In conclusion, the differentially activated cellular pathways and genes from this study showed the involvement of ion transport as well as other cancer related pathways including tyrosine kinase and protein phosphatase and the modulation of MAPK related pathways in the initiation of PTC during the non-aggressive phase and further progression to PTC metastatic phase. Transcriptomic analysis in different populations highlighted common and unique pathways involved in thyroid cancer pathogenesis further highlighting its heterogeneity. Understanding of genes mediated pathways during carcinogenesis, invasion and metastasis can have significant clinical outcome in developing better prognostic assays and molecular inhibitors that can replace classic generalized PTC treatments.

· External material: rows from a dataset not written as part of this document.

Issue #666, opened 2018-10-08
Cannot edit recently approved proposal before refresh


tiagoalvesdulce:
<img width="753" alt="screen shot 2018-10-08 at 10 45 38" src="https://user-images.githubusercontent.com/13955303/46612738-ce2b4b00-cae7-11e8-8fa5-7e52bb3cb6d9.png">

To reproduce:
Login as admin > submit a proposal > approve it (you will be redirected to its route) > try to edit it.

thi4go:
Working on it

tiagoalvesdulce:
Closing because it will be solved on https://github.com/decred/politeia/issues/514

In addition, the transcriptomics analysis in this study identified interesting putative prognostic targets including EGFR, PTK2B, KCNQ1, KCNN4, BCL2 and CACNA1D which may be involved in key mechanisms of thyroid cancer. EGFR, PTK2B and KCNN4 showed significant higher expression in non-aggressive and metastatic compared to normal using PTC clinical biopsies. Search for corresponding drugs identified FDA approved drugs such as Vandetanib as well as other drugs that may prove useful treating the PTC.

Data Sharing Statement

The data used in this study from the sets GSE6004, GSE60542 and GSE3678 for the discovery sets and GSE35570, GSE50901, GSE129562 for the validation sets are available from Gene Expression Omnibus (https://www.ncbi.nlm.nih.gov/geo).

Author Contributions

All authors made a significant contribution to the work reported, whether that is in the conception, study design, execution, acquisition of data, analysis and interpretation, or in all these areas; took part in drafting, revising or critically reviewing the article; gave final approval of the version to be published; have agreed on the journal to which the article has been submitted; and agree to be accountable for all aspects of the work.

Acknowledgments

We would like to acknowledge the University of Sharjah for supporting this work. We would like to acknowledge Dr Noura AlKhayal for providing the thyroid cancer cases and Dr Sulaman Magdub for providing histopathology service.

Disclosure

The authors report no competing interests in this work.